Actual Impact of 2018 U.S. CLOUD Act Still Hazy
Over a year following enactment of the U.S. “Clarifying Lawful Overseas Use of Data” or CLOUD Act, significant questions remain unanswered about the law and its potential impact on global investigations involving cloud stored data.
The CLOUD Act does two things. First, it explicitly authorizes U.S. law enforcement to obtain data held by U.S. Cloud Service Providers (“CSPs”) regardless of where in the world the data is physically stored. Second, the Act creates a framework for the negotiation of bilateral treaties that would give other countries the ability to access cloud data stored by U.S. CSPs.
Beyond that, considerable uncertainty still exists around how the Act will be applied. Because of the circumstances surrounding its enactment—the CLOUD Act was included in an emergency spending bill signed into law by President Trump to avoid a federal government shutdown—there is no legislative history, no committee hearings were held or reports issued, and no floor debate regarding the Act. And the Act itself contains no reporting requirements regarding either law enforcement’s use of these expanded powers or treaty negotiations with foreign governments.
To date, no U.S. Courts have issued opinions clarifying these issues.2 Interestingly, the U.S. Department of Justice recently issued a white paper on the CLOUD Act that focused more on what the Act does not do than what it does. For example, according to the White Paper the Act does not expand U.S. investigative authority or jurisdiction, impose U.S. legal process requirements on other countries, allow the U.S. Government to obtain any “new” data not already within its law enforcement reach, or steal trade secrets of foreign corporations.3 This “we are from the Government and here to help” theme is echoed in the broader blogosphere coverage on the CLOUD Act.
What we do know from the CSPs’ voluntary self-reporting is that U.S. CSPs are receiving legal process requests in unprecedented numbers (reported in a consolidated format here for the first time). Whether that increase is tied to the CLOUD Act or the simple fact that increasing volumes of commercial and personal data are being stored in the Cloud is unclear. We also know that the United States and the UK are in negotiations to establish a CLOUD Act treaty and that the United Kingdom has passed a law similar to the CLOUD Act last year to enable entry into such an agreement.
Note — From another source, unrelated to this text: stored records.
PR #2281, opened 2025-09-09
🔐 Improve security for localhost

### LINKED ISSUE #2254: `myst start` with `article-theme` and `book-theme` binds to all interfaces instead of just localhost
## Description

```shell-session
$ myst -v
v1.6.0
```

When I run `myst start` to preview my documentation via a local web server (as suggested at <https://mystmd.org/guide/quickstart#preview-your-myst-site-locally>) I find that the web server is actually listening on all interfaces.

```shell-session
$ myst start
```

```shell-session
$ netstat -f inet -anp tcp | grep -E '(^Proto|3000)'
Proto Recv-Q Send-Q  Local Address          Foreign Address        (state)    
tcp46      0      0  *.3000                 *.*                    LISTEN
```

Based on the MyST MD documentation and the output of `--help`, I would have expected the server to listen only on localhost by default.

```shell-session
$ myst start --help
Usage: myst start [options]

Start the current project as a website

Options:
  --execute                      Execute Notebooks (default: false)
  --keep-host                    The HOST environment variable is changed to "localhost" by default. This flag
                                 uses the original environment variable. (default: false)
  --headless                     Run the server in headless mode, with only the content server started
                                 (default: false)
  --port <port>                  Run the application server from the specified port number (env: PORT)
  --server-port <server-port>    Run the content server from the specified port number (env: SERVER_PORT)
  --template <path-to-template>  Use this template file, instead of the one specified in the myst.yml manifest
  --max-size-webp <size>         Max image size to convert to webp format in MB (default: 1.5)
  -h, --help                     display help for command
```

Is there any way to force the server started by `myst start` to only listen on `localhost`?

rowanc1:
Pass the host name through correctly to the theme and ensure that the default configuration will only serve on localhost unless a host is specified and passed through explicitly with `--keep-host`.

See also: jupyter-book/myst-theme#646
Fixes #2254

### DIFF
--- a/.changeset/light-coins-draw.md
+++ b/.changeset/light-coins-draw.md
@@ -1,0 +1,5 @@
+---
+"myst-cli": patch
+---
+
+Ensure host is only for local development and is not exposed on local network.
--- a/packages/myst-cli/src/build/site/logger.ts
+++ b/packages/myst-cli/src/build/site/logger.ts
@@ -2,7 +2,10 @@ import chalk from 'chalk';
 import type { LoggerDE } from 'myst-cli-utils';
 import type { ISession } from '../../session/types.js';
 
-export function createServerLogger(session: ISession, ready: () => void): LoggerDE {
+export function createServerLogger(
+  session: ISession,
+  opts: { host: string; ready: () => void },
+): LoggerDE {
   const logger = {
     debug(data: string) {
       const line = data.trim();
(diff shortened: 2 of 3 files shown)


rowanc1:
This is good to go from my perspective, and has been tested. See #2254 for results before and after.

The major change is to add a `host` to the express app and pass that through to the theme server in the theme:

- https://github.com/jupyter-book/myst-theme/pull/646

I will leave it up for another day or so to have any comments and then merge.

Given these uncertainties and developments, as well as the massive movement of data to cloud storage, we thought it appropriate to step back and provide an overview of key issues for global companies trying to successfully navigate many of these relatively uncharted areas. Key topics in this update include:
- A brief (we promise) reminder summary of the CLOUD Act;
- Overview of issues left unresolved by the CLOUD Act;
- Self-reporting by U.S. CSPs;An analysis of the DOJ’s new White Paper;
- The mixed responses from European countries to the CLOUD Act; and
- Issues to watch in 2019 and beyond
What the CLOUD Act Does
The CLOUD Act makes two significant changes to U.S. law. First, it expands the explicit reach of U.S. law enforcement to data stored in the cloud. The Stored Communication Act (“SCA”) allows U.S. law enforcement agencies to demand customer information from CSPs, including the content of electronic communications, but the statute was unclear about whether this authority extended to data stored outside the United States.4 The CLOUD Act now grants federal and state law enforcement officials explicit authority to issue subpoenas or seek warrants or court orders forcing CSPs subject to U.S. jurisdiction to preserve and produce data wherever the CSPs decide to store it on a global basis. See "Forecasting the Impact of the New US CLOUD Act."
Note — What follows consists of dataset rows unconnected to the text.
Issue #2042, opened 2025-05-20
files included as sections rather than chapters in LaTeX book template.


FreekPols:
When building a LaTeX PDF (using the book document class) from MyST markdown content, the individual markdown files are included as sections rather than chapters.

![Image](https://github.com/user-attachments/assets/4a5955ef-1eb0-4791-a465-445bd2e2f441)

While this structure may make sense for scientific articles—where "Introduction", "Methods", and "Results" are typically considered sections—for a book-format output, it would be more appropriate for each markdown file to be treated as a chapter.

**Expected Behavior**

When using the book format, each top-level markdown file (# Title_) should be rendered as a \chapter{} in LaTeX, rather than a \section{} (## ).

schmoelder:
Since I'm still having this issue, I started digging a bit. Admittedly, I'm not super experienced with the internals but I could imagine that the following might be causing the issue:

https://github.com/jupyter-book/mystmd/blob/f56139a7558e803dbdc5e18b13e7eabc976d617c/packages/myst-to-tex/src/index.ts#L132

Congrats to the team for publishing v2.0, btw. It's a great milestone and I'm looking forward to all the new stuff.

Issue #2002, opened 2025-05-04
Numbering of headers and titles


vangeest:
## Description
Numbering of headings is not working as documented.

I'll provide 2 examples which can be reproduced in https://mystmd.org/sandbox

### Example 1
```
---
numbering:
  headings:
    enabled: true 
---
# top level heading
## sub level heading
### sub-sub level heading
```

Renders as
```
top level heading
1 sub level heading
1.1 sub-sub level heading
```
It should render as
```
1. top level heading
1.1 sub level heading
1.1.1 sub-sub level heading
```

### Example 2
```
---
title: "my title"
numbering:
  title:
    enabled: true
  heading_1:
    enabled: true 
  heading_2:
    enabled: true 
  heading_3:
    enabled: true 
---
# top level heading
## sub level heading
### sub-sub level heading
```

Renders as
```
my title
2 top level heading
2.1 sub level heading
2.1.1 sub-sub level heading
```

It should render either as
```
1. my title
1.1 top level heading
1.1.1 sub level heading
1.1.1.1 sub-sub level heading
```
or as:
```
1. my title
2. top level heading
2.1 sub level heading
2.1.1 sub-sub level heading
 ```

## Proposed solution
Adjust code to work according to documentation

## Additional notes
tested with Myst v1.3.26
documentation link: https://mystmd.org/guide/cross-references#title-numbering

FreekPols:
To add to this: 
- it would be nice to include the numbering at the myst.yml file (as used in JB1.0) rather than at file level.

May be related to this issue:
- when converting to pdf (book), chapters are interpreted as sections. The toc always starts with 0.1 rather than 1.0

michaelaye:
maybe when enforced with `numbering: title: true`, there should be a number in front of the title, but otherwise this seems to follow the Chicago Manual of Style for publications where any frontmatter material like title pages etc. do not receive numbers and the numbering only starts with the beginning of sections or chapters. In other words, there is definitely a need for not numbering the title.

vangeest:
@michaelaye I could personally live with titles not being able to be numbered and documentation being brought in line with that.

It's the inconsistency in the way that numbering at the title and headings seems to be mixed up that bothers me:
- The title shows unnumbered and the first heading_1 starts at number 2 (an attempt to fix this with `start: 1` in the fronmatter did not work).
- When `numbering: title: true` is ommitted, the titles remain unnumbered, but heading_1 is not numbered either.

[...]

PR #2806, opened 2026-04-09
Add additional documentation for LaTeX PDFs

Songtech-0912:
This adds additional information regarding the table of contents structure of LaTeX PDF exports, fixing unexpected behavior where LaTeX pdfs show section numbers as "0.X.Y" in the table of contents. For more information, see https://github.com/myst-templates/plain_latex_book/pull/4, where this PR came from.

### DIFF
--- a/docs/creating-pdf-documents.md
+++ b/docs/creating-pdf-documents.md
@@ -99,6 +99,76 @@ Ensure that you download a full distribution with appropriate libraries installe
 
 (rendering-pdfs-with-typst)=
 
+### LaTeX export gotchas
+
+By default, MyST-rendered PDFs will use the `\section` command as the top-level heading in LaTeX. This is standard for scientific papers and short reports. However, if you are writing a book or long document (e.g. with Jupyter Book), this may cause errors as LaTeX expects the `\chapter` or `\part` command to be top-level. MyST can accomodate for this difference by manually setting the `level` key to each file you wish to export, as per the table below:
+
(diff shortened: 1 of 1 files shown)


schmoelder:
Very nice to see that this is being addressed. Thanks a lot!

For reference, these two issues seem to be related:
- #2002
- #2042

cycomachead:
Thank you! This is very helpful for a book project I am working on!

Just musing... It would be great if we could find a way to them keep the regular toc and the PDF export ones in sync, but I've moved all this config to separate yaml files:

```yml
extends:
  - toc.yml
  - toc_pdf.yml
  - toc_pdf_alternates.yml
```

This will at least make diff'ing the list of files a little easier over time. :)

agoose77:
> Thank you! This is very helpful for a book project I am working on!
> 
> Just musing... It would be great if we could find a way to them keep the regular toc and the PDF export ones in sync, but I've moved all this config to separate yaml files:
> 
> ```yaml
> extends:
>   - toc.yml
>   - toc_pdf.yml
>   - toc_pdf_alternates.yml
> ```
> 
> This will at least make diff'ing the list of files a little easier over time. :)

I agree with this point — we would like to give this some design thought!

choldgraf (approved):
Many thank for this! It's really helpful when people share their config setups for common gotchas. I think the point @agoose77 makes is about a follow-up improvement, so I'll merge this one as an incremental improvement for now, thanks!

The CLOUD Act also introduces a new mechanism for cross-border law enforcement with so-called “Qualified Foreign Governments” (“QFGs”). Once certified as such, QFGs obtain several privileges, the most significant of which is that the Act allows U.S. CSPs to comply with law enforcement requests from QFGs that would otherwise violate U.S. law without any oversight from the U.S. government or having to rely on MLAT requests.5
To be recognized as QFGs, countries must first satisfy a list of criteria to ensure that they have “adequate” laws regarding human rights, civil liberties, cybercrime, and government data collection. The foreign government must then enter a bilateral agreement with the U.S. Government. The Act specifies a laundry list of provisions the agreement must include—primarily to prevent the targeting U.S. persons and limit how the foreign government stores and uses data it acquires. Once an agreement is reached, it must be certified by the Attorney General and Secretary of State and sent to Congress, which has 90 days to veto the agreement. See "Forecasting the Impact of the New US CLOUD Act."
QFGs enjoy two other advantages. First, when U.S. law enforcement seeks data stored in the QFG’s jurisdiction, the CSPs can notify the QFG of the law enforcement request even where a U.S. court has ordered the CSP to keep the request secret pursuant to 18 U.S.C. § 2705(b)) of the SCA. Second, QFGs can move to limit or quash requests from U.S. law enforcement that conflict with the QFG’s domestic law. See "Forecasting the Impact of the New US CLOUD Act."